Ancestry trees are a mix of careful documentation and hopeful copy-paste. Here is an honest sorting of the claims in yours, strongest first.

Solid — the Polish villages

The Podlaskie lines are tightly clustered, internally consistent, and tied to specific parish villages with the kind of detail (exact dates, the herbu Nowina heraldic marks) that comes from real parish registers. Michał Makowski's 1894 birth in Makowskie and long life to 2003 is easy to confirm against immigration and census records.

Solid — the 19th-c. Mississippi core

The Jasper / Copiah / Covington County Peek, Whitman, Francis, and Smith families sit in well-trodden census territory and are very likely accurate back to the early 1800s.

Probable — the Revolutionary Peek

Capt. George Peek in Pittsylvania County fits the real geography of the 14th Virginia Regiment, which genuinely recruited there. The line back to him is plausible; treat the exact military rank as "likely but verify against a pension or DAR record" rather than proven.

Intriguing but unproven — Italian Longino

The "Giovanni Tomaso Longino of Ravenna" story is widely repeated and, unusually, backed by some real Surry County, NC records and a DAR patriot listing for John Thomas Longino. The Italian-noble origin itself rests on family tradition — enjoy it as a strong family legend, not a documented fact.

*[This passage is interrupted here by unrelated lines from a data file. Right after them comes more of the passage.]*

PR #368, opened 2026-09-14
Turn three client-triggerable Rack-level 500s into 400s

### LINKED ISSUE #331: Three Rack-level 500s on malformed requests: IP spoof check, rack-attack token parsing, method override
Three distinct exception classes reach Sentry from the same place: a malformed request that never gets near a controller, and the app answers `500`. All three are ours to fix in the Rack layer, and two of them are in `config/initializers/rack_attack.rb`.

Sentry: [API-82](https://trefle.sentry.io/issues/API-82) (176 events), [API-89](https://trefle.sentry.io/issues/API-89) (53 events, **escalating**), [API-8C](https://trefle.sentry.io/issues/API-8C) (4 events). Release `v2.5.1`, environment `production`.

## A note on the Sentry culprit

API-82 and API-8C are both filed under `RateLimitHeadersMiddleware in call`, which is misleading. That middleware is `unshift`ed to the very top of the stack (`config/initializers/rack_attack.rb:93`), so every unhandled downstream exception surfaces with its frame as the culprit. Nothing is wrong inside it. Read the second-to-last frame instead.

## 1. `IpSpoofAttackError` — 176 events (API-82)

```
ActionDispatch::RemoteIp::IpSpoofAttackError: IP spoofing attack?!
  HTTP_CLIENT_IP="127.0.0.1" HTTP_X_FORWARDED_FOR="10.42.0.1"
```

Raised from `Rails::Rack::Logger#call_app` → `request.remote_ip`, i.e. **while logging the request line**, before routing. Any request carrying a `Client-IP` header that disagrees with `X-Forwarded-For` 500s, whatever the path — the sampled event is `POST /blog/wordpress/wp-json/batch/v1` from a WordPress scanner.

`X-Forwarded-For: 10.42.0.1` is the cluster's own ingress address. The app has **no** `trusted_proxies` configuration anywhere (`grep -rn "trusted_proxies\|ip_spoofing" config/` is empty), so `RemoteIp` treats the ingress as untrusted and compares two client-controlled headers. A header that any client can set must not be able to produce a 500.

## 2. `Rack::Multipart::EmptyContentError` — 53 events, escalating (API-89)

Root cause is our own safelist, `config/initializers/rack_attack.rb:8`:

```ruby
def self.token(req)
  [
    req.env['HTTP_AUTHORIZATION'].to_s.downcase.gsub(/bearer /, ''),
    req.params['token'].to_s.downcase.gsub(/\s+/, '')   # <- here
  ].reject(&:blank?).first
end
```

`req.params` is `GET.merge(POST)`, so reading it **forces a full parse of the request body** for every request rack-attack evaluates — including `POST /signin`. A malformed multipart body raises out of `Rack::Request#POST`, through `Rack::Attack::Check#matched_by?`, and out of the whole stack as a 500 (`http.response.status_code: 500` is on the event).

Two things are wrong: a rate-limit safelist should not parse request bodies at all (it is work done before throttling, on unthrottled traffic), and it must not be able to raise.

## 3. `Encoding::CompatibilityError` — 4 events (API-8C)

```
Encoding::CompatibilityError: incompatible character encodings: UTF-16LE and UTF-8
```

From `Rack::MethodOverride#method_override_param` → `req.POST` → `Rack::QueryParser#_normalize_params` → `name.index('[', 1)`, on a form field name submitted as UTF-16LE. Same shape as #2: body parsing that a client can make raise. Fixing #2 does not fix this one — `Rack::MethodOverride` parses the body on its own.

## Scope

- Configure `RemoteIp` for the real topology: set `config.action_dispatch.trusted_proxies` to include the cluster's internal ranges so the ingress hop is trusted. Do not simply set `ip_spoofing_check = false` without saying why — `request.remote_ip` feeds rack-attack throttling and `Api::ApiController#check_jwt!`, so silently trusting a client-supplied `Client-IP` would let a caller pick their own throttle bucket. Say in the PR which ranges are trusted and what that means for throttling.
- Stop `Rack::Attack.token` from parsing bodies: read the token from `req.env['HTTP_AUTHORIZATION']` and the **query string** (`req.GET`) only. A token in a POST body was never a documented way to authenticate (`POST /api/auth/claim` takes JSON), so confirm against `spec/requests` before changing it, and keep the behaviour if a spec depends on it — in that case wrap the parse instead.
- Make the edge fail as `400`, not `500`: a malformed request body or header is a client error. The outermost middleware is the natural place; it already wraps everything. Return the documented `/api` error envelope for `/api` paths.
- These are unauthenticated, externally triggerable 500s. Whatever the fix, none of the three should be reachable from a header or body a client controls.

## Acceptance criteria

- A request with `Client-IP: 127.0.0.1` behind the ingress does not raise; `request.remote_ip` resolves to the real client address.
- `POST /signin` with a truncated/empty multipart body returns `400`, not `500`.
- A POST whose form field names are not valid UTF-8 returns `400`, not `500`.
- Specs cover all three at the Rack level (request specs with the offending headers/bodies), each failing against current `master`.
- Rate limiting still buckets by the true client IP — a spec pins that a client-supplied `Client-IP` cannot change the throttle key.

Sentry: `Fixes API-82`, `Fixes API-89`, `Fixes API-8C`.

Touches: `config/initializers/rack_attack.rb`, `config/environments/production.rb`, `config/application.rb`, `spec/requests`
Blocked by: none

lambda2:
Closes #331

## What
Three exception classes could reach production as an unhandled 500 from nothing but a malformed header or body, before any controller ran: `ActionDispatch::RemoteIp::IpSpoofAttackError` (API-82), `Rack::Multipart::EmptyContentError` (API-89), `Encoding::CompatibilityError` (API-8C).

## Changes
- **`config/initializers/rack_attack.rb`**: `Rack::Attack.token` now reads only `req.GET`, never `req.params` (`GET.merge(POST)`). The safelist block runs on *every* request regardless of path, so it was forcing a full body parse before any throttling happened — that's what let a broken multipart body 500 out of `Rack::Attack` itself, independent of the controller. A token was never documented as accepted from a POST body (the `token` security scheme is `apiKey, in: query`), so no supported behaviour changes — confirmed against `spec/requests` (900_auth_spec passes `token` via query in all cases).
- **`config/application.rb`**: `config.action_dispatch.trusted_proxies` is now explicit, extending Rails' default `TRUSTED_PROXIES` with the cluster's ingress network (`10.42.0.0/16`, inferred from the reported event's `X-Forwarded-For: 10.42.0.1`). Rails' default already covers RFC1918 space, so this rarely changes behaviour in practice — it's here so the trust boundary is documented rather than implicit, and so request specs can exercise it deterministically. Set in `application.rb` (not `production.rb`, despite the issue's Touches list) so the test environment shares it.
- **`config/initializers/rack_attack.rb`** — `RateLimitHeadersMiddleware`, already `unshift`ed to the very top of the middleware stack (the issue's own note on the misleading Sentry culprit explains why), now also downgrades all three exception classes to 400 — the documented `/api` envelope on `/api` paths, plain text elsewhere. It catches them two ways, because they don't all reach it the same way: `IpSpoofAttackError` and `Encoding::CompatibilityError` (from `Rack::MethodOverride`) escape unrescued all the way up, so a plain `rescue` catches them; `EmptyContentError` (from `Rack::Attack`'s own safelist) gets rescued *deeper* in the stack by `ActionDispatch::ShowExceptions` into a generic 500 first, so this reads `env['action_dispatch.exception']` (set by ShowExceptions before it renders) to catch that case too.

## A deliberate deviation from the literal acceptance criterion
The issue's first acceptance criterion says a conflicting `Client-IP`/`X-Forwarded-For` request "does not raise; `request.remote_ip` resolves to the real client address." Checked against the installed Rails source: `ActionDispatch::RemoteIp::GetIp#calculate_ip` raises `IpSpoofAttackError` whenever both headers are present and disagree, **regardless of `trusted_proxies`** — that list only affects which IP wins *after* the spoof check passes. So `trusted_proxies` cannot make this specific request "resolve" to anything; the two headers are genuinely contradictory, and there's no way to know which one is real. What this PR does instead: reject it with 400 (via the `RateLimitHeadersMiddleware` rescue), which satisfies the actual goal (no unauthenticated externally-triggerable 500) without pretending to resolve an address that doesn't exist for that request. `trusted_proxies` remains valuable for ordinary multi-hop traffic (a single trusted `X-Forwarded-For` hop, no `Client-IP`) and as documentation of the trust boundary.

## Also discovered, left out of scope
`ActionDispatch::RemoteIp` trusts a **lone** `Client-IP` header outright when `X-Forwarded-For` is absent (verified empirically: `request.remote_ip` resolves directly to whatever `Client-IP` claims). This is stock Rails behaviour, not something this issue introduced, but it does mean `Api::ApiController#check_jwt!`'s IP-lock can be bypassed by a client that only sets `Client-IP`. Flagging it here since it's adjacent to this fix, but it's a separate, bigger hardening question and not part of #331's scope.

## Specs
`spec/requests/rack_level_malformed_requests_spec.rb`:
- Conflicting `Client-IP`/`X-Forwarded-For` → 400 (was 500).
- A `Content-Length`-accurate but structurally truncated multipart body (opening boundary line, nothing after) → 400 (was 500). A fully empty body doesn't reproduce this — Rack's multipart parser short-circuits before ever raising when `content_length == 0`.
- A multipart part whose own `Content-Type: text/plain; charset=UTF-16LE` header retags its field *name* (not just value) with a non-ASCII-compatible encoding → 400 (was 500). Reproduces the exact reported frame (`Rack::MethodOverride#method_override_param` → `req.POST` → `Rack::QueryParser#_normalize_params`).
- A regression spec pinning that a client-supplied `Client-IP` cannot change the rate-limit throttle key (`Rack::Attack`'s throttle key uses `Rack::Request#ip`, which only consults `REMOTE_ADDR`/`X-Forwarded-For`, never `Client-IP` — verified empirically, distinct from `ActionDispatch::Request#remote_ip`'s more permissive resolution noted above).

All three malformed-request specs were confirmed to fail (500) against `master` before the fix, and pass after.

## Test status
- `bundle exec rubocop`: 457 files, 0 offenses.
- `bundle exec brakeman -q`: 0 warnings.
- `bundle exec rspec spec/requests`: 284 examples, 75 failures — identical failure set (by name) as on `master` with these changes reverted; this PR introduces zero new failures. Pre-existing baseline, not addressed here.

Touches: `config/application.rb`, `config/initializers/rack_attack.rb`, `spec/requests`


lambda2:
🔎 claim-1789372195-10871

lambda2:
## Review: Fail — needs-fixes

CI is green (RSpec/RuboCop/Brakeman all pass) and the local repro is solid: I checked out the branch in a worktree, confirmed all 3 new malformed-request specs fail (500/raised) against `master` and pass on this branch, and diffed the full `spec/requests` failure set against `master` — zero new failures introduced. The `trusted_proxies` deviation write-up is also correct: I verified against the installed Rails source (`actionpack-8.0.5.1/lib/action_dispatch/middleware/remote_ip.rb`) that `GetIp#calculate_ip` raises `IpSpoofAttackError` whenever `Client-IP`/`X-Forwarded-For` disagree **regardless of the trusted-proxies list** — the 400 fallback for that case is the right call, not a shortcut.

**One acceptance criterion is not actually met, though: "Return the documented `/api` error envelope for `/api` paths" fails for the `EmptyContentError` case specifically.**

- `config/initializers/rack_attack.rb:111-153` (`RateLimitHeadersMiddleware`) and `MALFORMED_REQUEST_ERRORS` (line 112) assume all three exception classes reach this middleware the same way — either as a raised exception (`rescue *MALFORMED_REQUEST_ERRORS`) or via `env['action_dispatch.exception']` (for `Rack::Multipart::EmptyContentError`, per the comment at lines 91-96: *"gets rescued deeper in the stack by `ActionDispatch::ShowExceptions` into a generic 500 first, so this reads `env['action_dispatch.exception']`... to catch that case too"*).
- That's not what happens for a real `/api` endpoint. I reproduced it directly:
  ```ruby
  post '/api/v1/species/1/report', params: "--AaB03x\r\n", headers: { 'CONTENT_TYPE' => 'multipart/form-data; boundary=AaB03x' }
  # => status 400 (correct), but Content-Type: text/html, body is Rails' full HTML
  #    "Action Controller: Exception caught" debug page — NOT the documented
  #    {"error":true,"code":"bad_request",...} envelope. Same result on
  #    /api/auth/claim.
  ```
  Root cause: `Rack::MethodOverride#method_override_param` already has its own `rescue EOFError` (line ~48 of `rack/method_override.rb`), which silently swallows the truncated-multipart parse and lets the request continue — it never reaches `RateLimitHeadersMiddleware` as a raised exception the way `Encoding::CompatibilityError` does. The parse is then retried for real inside the normal Rails request-parameter path, where `ActionDispatch::Request#POST` (`action_dispatch/http/request.rb:432-433`) *already* rescues `EOFError` and re-raises `ActionController::BadRequest` — a class Rails' own `ExceptionWrapper` already maps to 400. By the time anything reaches `env['action_dispatch.exception']`, it's `ActionController::BadRequest`, not `Rack::Multipart::EmptyContentError`, so `malformed_request_error?` never matches and this middleware's handling for this exception class is dead code in every path I tried.
  - For contrast, the other two classes *do* work correctly on `/api` paths — I checked with the same reproduction pattern (conflicting `Client-IP`/`X-Forwarded-For` and the UTF-16LE field-name case against `/api/v1/species/1/report`), both correctly return the JSON `{"error":true,"code":"bad_request",...}` envelope. This is specific to `EmptyContentError`.
- The new spec (`spec/requests/rack_level_malformed_requests_spec.rb:34-39`) doesn't catch this because it (a) only targets `/users/sign_in`, never an `/api/*` route, for this exception class, and (b) only asserts `have_http_status(:bad_request)`, never the response `Content-Type`/body shape.

**What "fixed" looks like:** a truncated/empty multipart `POST` to an `/api/*` route must return the same JSON envelope shape as the other two cases, not Rails' generic HTML error page. Add a request spec against an actual `/api/...` route (not just `/users/sign_in`) for this exception class that asserts on `Content-Type: application/json` and the envelope body, the way the spoof-header and encoding-error cases already implicitly get covered by hitting `/api/v1/`. Once real, also fix the stale comment at `config/initializers/rack_attack.rb:91-96` — it describes a rescue path that isn't actually exercised.

🔎 claim-1789372195-10871

lambda2:
🔧 claim-1789373222-13529

lambda2:
Fixed the acceptance-criterion gap from the review.

Root cause was more specific than the stale comment claimed: by the time a truncated multipart body matters, `Rack::MethodOverride`'s own parse attempt has already swallowed the raw `Rack::Multipart::EmptyContentError` (rescuing the `EOFError` it produces). The *next* thing to touch POST params re-parses the body for real and gets `ActionController::BadRequest` instead — raised deep inside `ActionController::Instrumentation#process_action` while building its log payload, before `super` ever reaches a controller's own `rescue_from`. Whenever the request is considered "local" (always true in dev/test via `config.consider_all_requests_local`), `ActionDispatch::DebugExceptions` catches and renders that itself, returning normally without ever touching `env['action_dispatch.exception']` — so neither existing mechanism in `RateLimitHeadersMiddleware` ever saw it, on `/api` or elsewhere.

Fix: force the same POST parse ourselves in the middleware, before calling into the rest of the stack, scoped to `multipart/form-data` so every other request (the overwhelming majority) still skips a body parse it doesn't need — same reasoning #331 already established for not doing this unconditionally. Also added `ActionController::BadRequest` to the malformed-request class list for the production/non-local path where it *does* reach `env['action_dispatch.exception']`, and fixed the stale comment.

Added a request spec against a real `/api/*` route (`POST /api/auth/claim`) asserting `Content-Type: application/json` and the envelope body, not just the status — that's what let the original bug slip past the existing suite.

RSpec (full suite, 1142 examples), RuboCop, and Brakeman all green locally.

lambda2:
🔎 claim-1789374120-20167

lambda2:

**CI**: RSpec/RuboCop/Brakeman all green at `e67b533` (`gh pr checks 368`), the exact commit that landed the fix for the prior review's finding.

**Local verification** (worktree `.claude/worktrees/issue-331-rack-500s`, pulled to `e67b533`):

- `spec/requests/rack_level_malformed_requests_spec.rb`: 5/5 pass, including the new `/api/auth/claim` envelope spec that was missing when this PR previously failed review.
- Reproduced the fix directly: reverted just `config/application.rb` + `config/initializers/rack_attack.rb` to the pre-fix commit (`8b78aae`), keeping the new spec — the envelope spec fails exactly as the last review described (`expected: "application/json", got: "text/html; charset=UTF-8"`). Restored to `e67b533`, clean again.
- Full `spec/requests`: 285 examples, 0 failures. `bundle exec rubocop` on the three touched files: 0 offenses.
- Traced the actual fix logic rather than trusting the commit message: `RateLimitHeadersMiddleware#call` now does `request.POST if request.media_type == 'multipart/form-data'` before calling `@app.call(env)`, scoped so only multipart requests pay for the early parse. Confirmed in Rails source (`actionpack-8.0.5.1/lib/action_dispatch/http/request.rb:408-433`) that `ActionDispatch::Request#POST` caches its result via `fetch_header("action_dispatch.request.request_parameters")` on the shared `env` — so this doesn't double-parse the body for legitimate multipart requests downstream, it just moves the same parse earlier and lets the method-level `rescue *MALFORMED_REQUEST_ERRORS` (now including `ActionController::BadRequest`) catch it before `ActionDispatch::DebugExceptions`/`ShowExceptions` ever see it.
- Checked whether the app has any real multipart upload endpoints that this early parse could regress — it doesn't (`grep` for ActiveStorage/Paperclip/attach turns up nothing; Trefle doesn't accept file uploads), so this is a low-risk, well-scoped change.
- Re-confirmed the two previously-verified cases (conflicting `Client-IP`/`X-Forwarded-For`, non-UTF-8 field name) and the rate-limit-key spec still pass unaffected by this change.

All five acceptance criteria from #331 are now met, including the `/api` envelope requirement the prior review flagged as unmet.

🔎 claim-1789374120-20167

PR #369, opened 2026-09-14
Preload foreign_sources_plants on the explore species menu

### LINKED ISSUE #363: N+1 on foreign_sources in the explore species menu: 7,654 events from one partial
One partial is responsible for **7,654 grouped events** across two Sentry issues, and it has been firing since October 2025.

Sentry: [API-52](https://trefle.sentry.io/issues/API-52) — `Explore::SpeciesController#show`, 4,514 events, first seen 2025-10-06 — and [API-53](https://trefle.sentry.io/issues/API-53) — `Explore::RecordCorrectionsController#index`, 3,140 events, first seen 2025-10-06. [API-5D](https://trefle.sentry.io/issues/API-5D) (`Explore::RecordCorrectionsController#show`, 1 event, new) is the same shape on the third route. Both carry the identical query pattern:

```sql
SELECT "foreign_sources".* FROM "foreign_sources" WHERE "foreign_sources"."id" = $1 LIMIT $2
```

## Why two unrelated controllers report the same N+1

They render the same partial. `app/views/explore/record_corrections/index.html.erb:10` renders `explore/species/species_menu`, which the species page renders too, and the partial walks `foreign_sources_plants` one association at a time:

```erb
app/views/explore/species/_species_menu.html.erb:35    <% if species.foreign_sources.any? %>
app/views/explore/species/_species_menu.html.erb:40      <% species.foreign_sources_plants.each do |fsp| %>
app/views/explore/species/_species_menu.html.erb:44        See on <%= "#{fsp.foreign_source&.name}" %>
```

`fsp.foreign_source` is a `belongs_to` with nothing preloaded, so it is one `SELECT` per source per species. Line 35 adds a second full traversal of its own.

The species page has a third instance of the same mistake in its synonyms section:

```erb
app/views/explore/species/show.html.erb:46    <% s.foreign_sources_plants.each do |fo| %>
app/views/explore/species/show.html.erb:47      <small><%= fo.fid %> on <%= fo&.foreign_source&.name %></small>
```

That one is nested inside `@species.synonyms.each`, so it multiplies: synonyms × sources queries on a single page view.

## Where the preload is missing

`Explore::SpeciesController#set_species` (`app/controllers/explore/species_controller.rb:189`) loads a bare record:

```ruby
def set_species
  @species = Species.friendly_or_synonym!(params[:id])
end
```

`Explore::RecordCorrectionsController#index` (line 13) does the same for `@species`, and `#show` reaches it through `@record_correction.record`.

Note that `foreign_sources` is a small, effectively static table — this is a textbook preload, not a query that needs rethinking.

## Scope

- Preload the chain on all three entry points: `foreign_sources_plants: :foreign_source`, plus `synonyms: { foreign_sources_plants: :foreign_source }` for the species page's synonyms section.
- `Explore::RecordCorrectionsController#show` reaches the species through `@record_correction.record` (polymorphic) — preloading there needs care; if it cannot be expressed cleanly, say so in the PR and handle it in the view instead.
- `species.foreign_sources.any?` on line 35 loads a second association to answer a question the already-loaded `foreign_sources_plants` can answer. Collapse it.
- Check whether the same partial is rendered from any other route before declaring the sweep complete (`grep -rn "species_menu" app/views/`).

## Acceptance criteria

- `GET /explore/species/:slug`, `/explore/species/:slug/corrections` and `/explore/corrections/:id` each issue a bounded number of `foreign_sources` queries — one, not one per row.
- A request spec asserts the query count on a species with several synonyms and several sources, and fails against current `master`.
- No behaviour change in the rendered page.

Sentry: `Fixes API-52`, `Fixes API-53`, `Fixes API-5D`.

Touches: `app/controllers/explore/species_controller.rb`, `app/controllers/explore/record_corrections_controller.rb`, `app/views/explore/species/_species_menu.html.erb`, `app/views/explore/species/show.html.erb`, `spec/requests`
Blocked by: none

lambda2:
Closes #363

`explore/species/_species_menu.html.erb` walks `species.foreign_sources_plants.each { fsp.foreign_source }` on every render, and separately calls `species.foreign_sources.any?` to decide whether to show the section at all. Neither association was preloaded on any of the three entry points that render the partial, so the menu cost one query per linked source (doubled by the `.any?` check) — API-52 / API-53 / API-5D, 7,654 grouped Sentry events since October 2025.

## Changes

- `Explore::ExploreController#preload_foreign_sources_for`, called from all three entry points (`SpeciesController#show`, `RecordCorrectionsController#index` and `#show`), preloads `foreign_sources_plants: :foreign_source` in place on the already-loaded record via `ActiveRecord::Associations::Preloader`. A plain `.includes` can't reach these records: `Species.friendly_or_synonym!`'s synonym fallback and `RecordCorrection#record` (polymorphic) both hand back an instance outside of a chainable relation, which is why the preload happens after the record is loaded instead of on the query that loads it.
- For a `Species` record, the same chain is also preloaded on `synonyms`, matching the scope the issue asked for. **Note:** the species page's synonyms `foreign_sources_plants.each` loop (`show.html.erb`) is currently dead code — it's wrapped in a `=begin`/`=end` Ruby comment, the same convention used in 7 other views in this codebase (`grep -rn "=begin" app/views/`) to disable a block. I verified this by compiling the template through Erubi and confirming the loop and its HTML output fall entirely inside the comment. So this preload costs nothing today, but keeps the fix correct if that block is ever re-enabled, and matches the literal scope of #363.
- Collapsed `species.foreign_sources.any?` → `species.foreign_sources_plants.any?` in the partial, so the visibility check reads from the association that's already preloaded instead of loading a second one.

## Testing

`spec/requests/explore/foreign_sources_menu_preload_spec.rb` (new) asserts the query count on `/explore/species/:slug`, `/explore/species/:slug/corrections` and `/explore/corrections/:id` stays flat as synonyms and foreign sources are added — verified to fail against `master` (via `git stash`) before the fix, and to pass after. Two more specs pin that the links section renders correctly and is hidden when a species has no source.

Full RSpec suite (excluding `spec/features`, which needs chromedriver): 1127 examples, 0 failures. RuboCop: 0 offenses repo-wide.


lambda2:
🔎 claim-1789373528-12085

Converting back to draft for the duration of the review (per /review-pr claim step).

lambda2:

**CI**: Brakeman/RSpec/RuboCop all green (`gh pr checks 369`).

**Local verification** (checked out the branch's own worktree, `.claude/worktrees/issue-363-foreign-sources-n1`):

- Full suite excluding `spec/features`: 1127 examples, 0 failures — matches the PR description exactly. RuboCop on the touched files: 0 offenses.
- Confirmed the three new query-count specs actually catch the regression: reverted just the four production files to the pre-fix commit (keeping the new spec), reran — all three query-count specs fail (9→12, 10→13, 11→14 queries) exactly as claimed, then restored the fix and reran clean.
- Verified the sweep is complete: `grep -rn "species_menu" app/views/` finds exactly the three call sites the PR touches (species show, corrections index, corrections show) — no fourth entry point was missed.
- Verified the '=begin/=end dead code' claim independently rather than taking it on faith: compiled `show.html.erb` through Erubi and confirmed `=begin`/`=end` land at column 0 in the generated Ruby source with `s.foreign_sources_plants.each` fully inside the comment block, and that the compiled source still parses (`RubyVM::InstructionSequence.compile`) — the loop is genuinely inert today, so preloading `synonyms: { foreign_sources_plants: :foreign_source }` is optional-but-correct scope-matching, not required for the fix to work.
- Checked `RecordCorrection#record` — polymorphic, can resolve to `Species`, `Synonym`, or `Plant`. But `Explore::RecordCorrectionsController#show` already unconditionally calls `@species.status`/`@species.rank`/`@species.family_name` on the result (pre-existing code, unrelated to this PR), so the controller already assumed Species-only before this change — the new `preload_foreign_sources_for`'s `record.is_a?(Species)` guard doesn't relax or tighten that pre-existing assumption, it's just correctly defensive for the `synonyms` preload leg.
- `species.foreign_sources.any?` → `species.foreign_sources_plants.any?`: confirmed `ForeignSourcesPlant belongs_to :foreign_source` is non-optional, so presence of a `foreign_sources_plants` row implies presence of a `foreign_sources` row — the collapse is behaviorally equivalent, and reads off the already-preloaded association (no added query).
- `ActiveRecord::Associations::Preloader.new(records:, associations:)` keyword signature matches installed Rails 8.0.5.1.

All three acceptance criteria from #363 are met: bounded query count on all three routes (spec-enforced), a request spec that fails against pre-fix code, and no rendered-output change (pinned by the two new content specs).

🔎 claim-1789373528-12085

Treat with caution — the deepest dates

Anything in the 1600s–1720s with confident day-and-month birth dates (and any single ancestor pushed back to a glamorous origin) is where Ancestry trees are least reliable. The further back a clean date sits, the more it deserves a raised eyebrow.

Where to push next U.S. census records (1850–1950) would nail down the Mississippi generations; ship manifests and naturalization papers would confirm the Makowski and Modliszewski crossings; and the LDS / FamilySearch Polish parish microfilms for the Łomża region could take the Podlaskie lines back further than Ancestry has.